A new miracle has been wrought, in our time, before our eyes. We now have pure vision, the Face of Christ.
Through the sincere, inspiring faith of German investigative reporter Paul Badde we can now be certain there is a burial cloth that was laid over the face of Jesus and reflects his transformation as the Risen Christ. The entire gripping tale is told in two books, The Face of God and The True Icon.
The face on the left is the veil of the Holy Face/Volto Santo hidden in plain sight for five hundred years in a church of the Capuchins at Manopello, in the Abruzzi region of central Italy. The face on the right is the same image ‘superimposed’ over the Shroud of Turin. With a faith supreme Blandina Paschalis Schlomer, a Trappist nun, studied images of both cloths for years and made the startling composite without ever having seen either cloth.
Manipulos in Latin means ‘a handful of wheat.’ Bethlehem means ‘a handful of wheat’ in Hebrew.
May I see the face of Christ in all those I meet.
May all those I meet see Christ’s face in me.
The miracle of Jesus is not entirely in the parables, or healings, or even the Resurrection. The greater miracle is the survival of faith. This man, Jesus, transformed himself, then the world. The great miracle is the transmission of spiritual power to Mary Magdalene and the other apostles.

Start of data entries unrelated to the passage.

PR #2952, opened 2021-01-29
feat: Adds offerable_from_inquiry flag for Inquiry Checkout

jo-rs:
This PR resolves [\[PURCHASE-2413\]](https://artsyproduct.atlassian.net/browse/PURCHASE-2413)

Adds `offerable_from_inquiry` flag for `EditionSet` and `Artwork` to be used with Inquiry Checkout. Relates to [this](https://github.com/artsy/gravity/pull/13786) gravity PR.

[PURCHASE-2413]: https://artsyproduct.atlassian.net/browse/PURCHASE-2413

### DIFF
--- a/src/schema/v2/sellable.ts
+++ b/src/schema/v2/sellable.ts
@@ -21,6 +21,12 @@ export const Sellable = new GraphQLInterfaceType({
       description: "Whether a user can make an offer on the work",
       resolve: ({ is_offerable }) => is_offerable,
     },
+    isOfferableFromInquiry: {
+      type: GraphQLBoolean,
+      description:
+        "Whether a user can make an offer on the work through inquiry",
+      resolve: ({ is_offerable_from_inquiry }) => is_offerable_from_inquiry,
+    },
     isForSale: {
       type: GraphQLBoolean,
       resolve: ({ is_for_sale }) => is_for_sale,
--- a/src/types/gravity/artworkResponse.d.ts
+++ b/src/types/gravity/artworkResponse.d.ts
@@ -39,6 +39,7 @@ export interface GravityArtwork {
   inquireable: boolean
   acquireable: boolean
   offerable: boolean
+  offerable_from_inquiry: boolean
   published_at: string
   can_share: boolean
   can_share_image: boolean
--- a/_schemaV2.graphql
+++ b/_schemaV2.graphql
@@ -1351,6 +1351,9 @@ type Artwork implements Node & Searchable & Sellable {
 
   # Whether a user can make an offer on a work
   isOfferable: Boolean
+
+  # Whether a user can make an offer on the work through inquiry
+  isOfferableFromInquiry: Boolean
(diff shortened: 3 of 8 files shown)


src/schema/v2/sellable.ts
```diff
@@ -21,6 +21,12 @@ export const Sellable = new GraphQLInterfaceType({
       description: "Whether a user can make an offer on the work",
       resolve: ({ is_offerable }) => is_offerable,
     },
+    isOfferableFromInquiry: {
+      type: GraphQLBoolean,
+      description:
+        "Whether a user can make an offer on the work through inquiry",
+      resolve: ({ is_offerable_from_inquiry }) => is_offerable_from_inquiry,
```
starsirius, line 28: I see this is following the pattern above but I wonder if we want the field from Gravity `offerable_from_inquiry` instead of `is_offerable_from_inquiry`, like the [artwork type](https://github.com/artsy/metaphysics/pull/2952/files#diff-54b84e0c164089fc202e3439d8ded89ab4925442fb613f4e36a9c22acdb66cb8R397).

And actually I am curious if the resolver in an interface is used. 🤔

starsirius:
I asked on Slack to get clarity for the [resolver on an interface field](https://github.com/artsy/metaphysics/pull/2952#discussion_r568671039). Going to merge this for now. Thanks, @jo-rs! 🥇

src/schema/v2/sellable.ts
sepans: 🐈 The test passes so it should work just fine but does `... => is_offerable_from_inquiry` need to be changed to  `resolve: ... => offerable_from_inquiry`?

src/types/gravity/artworkResponse.d.ts
```diff
@@ -39,6 +39,7 @@ export interface GravityArtwork {
   inquireable: boolean
   acquireable: boolean
   offerable: boolean
+  offerable_from_inquiry: boolean
```
anandaroop, line 42: Hey @jo-rs, checking about something here —

I have an open PR (https://github.com/artsy/metaphysics/pull/2964) where I actually delete this `artworkResponse.d.ts` file because as far as I can tell it is unused and no longer in sync with Gravity.

So I wanted to confirm whether we know for a fact this file is in use? Or if this was more of a global search-and-replace kinda thing? Either way my PR will need an update — thanks!

jo-rs: I was just following form so: not sure if it's in use 🙁

starsirius: I'm not sure either if it's used. I'm 👍  to remove it if it's already outdated and wait for 😱 , if any.

anandaroop: Yeah, seems safe to delete. I'll rebase and do so 👍

Thanks!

Hundreds of books are written yearly about this transformation. How did Jesus do it? How do we follow?
The Eastern Orthodox Hesychasm tradition has long relied on the simple Jesus prayer, from the heart, as a means to realize the inner Christ.
Lord Jesus Christ, have mercy on me.
Nowhere is this faith explained more clearly than the Russian classic, The Way of a Pilgrim. The genius within is revealed in its seeming simplicity. A nineteenth-century peasant, albeit with the ability to read and write, is challenged by a priest’s admonition during a sermon on Paul’s letter to the Thessalonians to “Pray constantly.” And pray tell, how does one do that, our friend wishes to know.
Turning to his Bible he finds the charge repeated In Ephesians 6:18, to pray in the Spirit on every possible occasion and in 1 Timothy 2:8, in every place to lift your hands reverently in prayer.
The course of this conversation brought us close to the hermitage. In order not to let this wise man go, and to quickly receive my heart’s desire, I hurried to ask him, “Please, be gracious, Reverend Father, and explain the meaning of ceaseless mental prayer to me and show me how I can learn to practice it. I can see that you are both well versed and experienced in this matter.”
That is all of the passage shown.